ŚwiatProdi zachęca UE do wspólnego stanowiska ws Iraku

Prodi zachęca UE do wspólnego stanowiska ws Iraku

Istnieje pilna potrzeba powstrzymania Saddama Husajna i tym samym zapobieżenia wybuchowi wojny z Irakiem - powiedział przewodniczący Komisji Europejskiej Romano Prodi w wywiadzie dla włoskiego dziennika
"Corriere della Sera". Jego zdaniem, tzw. list ośmiu ujemnie wpłynął na działania Unii Europejskiej w tym kierunku.

10.02.2003 | aktual.: 10.02.2003 10:34

Prodi podkreśla, że wysiłki europejskich dyplomatów i Komisji UE, zmierzające do pokojowego rozwiązania kryzysu w stosunkach z Irakiem, przerwane zostały po podpisaniu przez przywódców ośmiu państw, w tym Polski i Włoch, listu popierającego politykę George`a W. Busha wobec władz w Bagdadzie.

Wyrażając poparcie dla zapowiedzianego przez władze w Berlinie i Paryżu niemiecko-francuskiego pokojowego planu rozstrzygnięcia kryzysu w stosunkach z Irakiem, Prodi podkreśla, że "mimo iż brak jest szczegółów i nie mamy nawet potwierdzenia, że naprawdę istnieje jakiś konkretny plan, wydaje się, że umacnia się front zmierzający we właściwym kierunku: to jest w kierunku uniknięcia wojny, ale równocześnie narzucenia surowej i ścisłej kontroli wobec Saddama Husajna tak, aby nie stanowił on zagrożenia dla ludzkości".

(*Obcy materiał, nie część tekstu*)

PR #29, opened 2023-10-05
Fix Patch Envelope status spelling error and add ZiOpaqueAppInstanceStatus  

uncleDecart:
We need ZiOpaqueAppInstanceStatus in order to distinguish between status send by app and information about patch envelope assigned to app instance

Przewodniczący KE uważa za słuszny amerykański postulat zaostrzenia kontroli nad działaniami władz w Iraku i zwraca uwagę, że plan niemiecko-francuski jest kontynuacją prac UE, prowadzonych do chwili ogłoszenia listu ośmiu, który - jak mówi -"uświadomił rozłam pomiędzy wieloma krajami europejskimi, a także pomiędzy rządami a opinią publiczną w wielu krajach".

"W czasie, kiedy Europa w Konwencie umacnia korzenie swojej przyszłości, obecny kryzys międzynarodowy musi skłonić wszystkie kraje europejskie - a kiedy mówię wszystkie, nie odnoszę się tylko do krajów, które należą już do Unii, także do tych, które będą do niej należeć - by dążyły do wspólnego stanowiska, bez którego nie może być mowy ani o zapewnieniu pokoju na świecie, ani o stałej i prawdziwej współpracy ze Stanami Zjednoczonymi" - powiedział Prodi dodając, że współpraca między UE i USA jest "zasadniczym warunkiem działań na rzecz bezpieczeństwa i pokojowego współżycia".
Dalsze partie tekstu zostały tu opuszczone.